> _EXERCISE REQUIREMENTS_:
Write out the data below exactly, from its first line to the line containing "- This does not add UI controls.", that line included.

[DATA FOR ANALYSIS — start]

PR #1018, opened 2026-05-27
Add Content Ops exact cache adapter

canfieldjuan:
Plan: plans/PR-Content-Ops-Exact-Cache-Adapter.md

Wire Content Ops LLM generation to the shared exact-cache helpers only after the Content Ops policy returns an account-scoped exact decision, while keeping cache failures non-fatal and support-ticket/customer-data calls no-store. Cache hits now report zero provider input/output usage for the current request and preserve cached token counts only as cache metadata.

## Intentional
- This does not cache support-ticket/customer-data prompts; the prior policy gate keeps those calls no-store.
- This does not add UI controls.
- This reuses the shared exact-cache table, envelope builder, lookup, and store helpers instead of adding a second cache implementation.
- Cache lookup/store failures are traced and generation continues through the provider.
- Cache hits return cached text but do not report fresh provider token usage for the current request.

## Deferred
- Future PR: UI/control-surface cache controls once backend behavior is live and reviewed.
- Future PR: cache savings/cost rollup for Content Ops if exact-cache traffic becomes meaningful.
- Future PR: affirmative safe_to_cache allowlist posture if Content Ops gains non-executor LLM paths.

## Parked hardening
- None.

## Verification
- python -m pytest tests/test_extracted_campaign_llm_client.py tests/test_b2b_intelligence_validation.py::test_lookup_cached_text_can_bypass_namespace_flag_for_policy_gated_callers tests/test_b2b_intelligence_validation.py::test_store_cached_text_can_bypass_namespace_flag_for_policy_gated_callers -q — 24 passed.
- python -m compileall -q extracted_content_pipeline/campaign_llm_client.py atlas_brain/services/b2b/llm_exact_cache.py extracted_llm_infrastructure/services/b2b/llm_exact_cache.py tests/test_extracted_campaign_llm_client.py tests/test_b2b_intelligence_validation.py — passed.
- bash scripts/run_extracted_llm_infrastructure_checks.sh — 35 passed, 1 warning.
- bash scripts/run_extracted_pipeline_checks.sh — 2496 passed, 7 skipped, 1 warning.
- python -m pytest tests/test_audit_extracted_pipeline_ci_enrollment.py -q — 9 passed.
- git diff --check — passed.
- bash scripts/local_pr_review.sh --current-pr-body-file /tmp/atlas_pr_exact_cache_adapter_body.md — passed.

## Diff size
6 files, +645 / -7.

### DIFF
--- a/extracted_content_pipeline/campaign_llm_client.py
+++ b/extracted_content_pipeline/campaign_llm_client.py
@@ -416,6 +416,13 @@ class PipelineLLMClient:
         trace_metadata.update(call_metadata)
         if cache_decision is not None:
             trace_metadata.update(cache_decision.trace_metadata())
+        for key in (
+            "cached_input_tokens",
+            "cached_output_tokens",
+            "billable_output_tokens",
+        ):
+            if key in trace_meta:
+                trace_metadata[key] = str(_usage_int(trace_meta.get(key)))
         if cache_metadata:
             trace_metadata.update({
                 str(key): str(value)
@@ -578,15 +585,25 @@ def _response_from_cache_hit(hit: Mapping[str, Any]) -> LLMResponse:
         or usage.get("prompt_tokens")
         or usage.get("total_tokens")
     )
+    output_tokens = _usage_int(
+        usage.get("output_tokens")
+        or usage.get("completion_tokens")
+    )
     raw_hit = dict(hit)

[DATA FOR ANALYSIS — finish]

> _THE ANSWER_:
PR #1018, opened 2026-05-27
Add Content Ops exact cache adapter

canfieldjuan:
Plan: plans/PR-Content-Ops-Exact-Cache-Adapter.md

Wire Content Ops LLM generation to the shared exact-cache helpers only after the Content Ops policy returns an account-scoped exact decision, while keeping cache failures non-fatal and support-ticket/customer-data calls no-store. Cache hits now report zero provider input/output usage for the current request and preserve cached token counts only as cache metadata.

## Intentional
- This does not cache support-ticket/customer-data prompts; the prior policy gate keeps those calls no-store.
- This does not add UI controls.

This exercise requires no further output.